PR #465, opened 2023-10-02
Wasp freezes on the main.py screen - Installation

GaryM0101:
Most new users of WASP-OS do not know the limitations and may attempt to autoload a number of applications that exceed the capacity to freeze into the WASP-OS binary. This results in the watch freezing on the main.py screen. So the user will have to reduce the number of applications chosen and re-install.


docs/install.rst
```diff
@@ -587,6 +587,15 @@ Most problems with normal mode operation occur either because ``main.py`` is
 missing, out-of-date or corrupt. These issues most commonly result in an
 entirely black screen when running the watch is running in normal mode.
 
+Wasp freezes on the ``main.py`` screen
```
daniel-thompson, line 590: I'd recommend merging this a little with the existing docs since I think the result would read better. For example:

~~~
Most problems with normal mode operation occur either because ``main.py`` is
missing, out-of-date or corrupt, or because too many applications are being started by default, resulting in the system running out of RAM.

Out of memory problems are best addressed by reducing the number of applications you have "frozen" into the wasp-os binary. <glue in your text from here>.
~~~

GaryM0101:
Closing this one per my commit missteps, PR 468 created in lieu of.

PR #876, opened 2021-06-22
Ensure that condense_votes properly accounts for all nodes

Vagabond:


Vagabond:
This is not useful as we only look for explicit *false* values.

PR #877, opened 2021-06-22
Don't run ledger upgrades before checking if we need a snapshot sync

Vagabond:
Ledger upgrades can be expensive, so expensive in fact that they can OOM
older hardware. This change defers the ledger upgrade check until after
we've decided we don't need to do a snapshot sync so we don't try to do
a doomed or irrelevant upgrade before downloading the snapshot we need.


vihu (approved):

mrallen1 (approved):
Yeah should help bootstrap a chain before we do any upgrades (which may be in the snapshot)

PR #880, opened 2021-06-24
Only count SC active if it's open

mrallen1:
Problem to solve: Currently the state channels server returns the literal length of the Active ID list regardless of the state of the underlying state channel itself. This causes the router to come under state channel pressure because channels often hit a limit and are closed before a new one can be opened and garbage collected.

Solution: We will check the open or closed state of a state channel, and only count channels that are in the `open` state.


Vagabond (commented):
I think this is correct, but refactoring AND changing the logic makes it a bit trickier to review.

Is there a test we can do to compare the behaviour with/without this var?

macpie:
Love this PR would be great improvement!

> I think this is correct, but refactoring AND changing the logic makes it a bit trickier to review.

### Instructions for the task
Quote each line of the listing above exactly.

### Result
PR #465, opened 2023-10-02
Wasp freezes on the main.py screen - Installation

GaryM0101:
Most new users of WASP-OS do not know the limitations and may attempt to autoload a number of applications that exceed the capacity to freeze into the WASP-OS binary. This results in the watch freezing on the main.py screen. So the user will have to reduce the number of applications chosen and re-install.


docs/install.rst
```diff
@@ -587,6 +587,15 @@ Most problems with normal mode operation occur either because ``main.py`` is
 missing, out-of-date or corrupt. These issues most commonly result in an
 entirely black screen when running the watch is running in normal mode.
 
+Wasp freezes on the ``main.py`` screen
```
daniel-thompson, line 590: I'd recommend merging this a little with the existing docs since I think the result would read better. For example:

~~~
Most problems with normal mode operation occur either because ``main.py`` is
missing, out-of-date or corrupt, or because too many applications are being started by default, resulting in the system running out of RAM.

Out of memory problems are best addressed by reducing the number of applications you have "frozen" into the wasp-os binary. <glue in your text from here>.
~~~

GaryM0101:
Closing this one per my commit missteps, PR 468 created in lieu of.

PR #876, opened 2021-06-22
Ensure that condense_votes properly accounts for all nodes

Vagabond:


Vagabond:
This is not useful as we only look for explicit *false* values.

PR #877, opened 2021-06-22
Don't run ledger upgrades before checking if we need a snapshot sync

Vagabond:
Ledger upgrades can be expensive, so expensive in fact that they can OOM
older hardware. This change defers the ledger upgrade check until after
we've decided we don't need to do a snapshot sync so we don't try to do
a doomed or irrelevant upgrade before downloading the snapshot we need.


vihu (approved):

mrallen1 (approved):
Yeah should help bootstrap a chain before we do any upgrades (which may be in the snapshot)

PR #880, opened 2021-06-24
Only count SC active if it's open

mrallen1:
Problem to solve: Currently the state channels server returns the literal length of the Active ID list regardless of the state of the underlying state channel itself. This causes the router to come under state channel pressure because channels often hit a limit and are closed before a new one can be opened and garbage collected.

Solution: We will check the open or closed state of a state channel, and only count channels that are in the `open` state.


Vagabond (commented):
I think this is correct, but refactoring AND changing the logic makes it a bit trickier to review.

Is there a test we can do to compare the behaviour with/without this var?

macpie:
Love this PR would be great improvement!

> I think this is correct, but refactoring AND changing the logic makes it a bit trickier to review.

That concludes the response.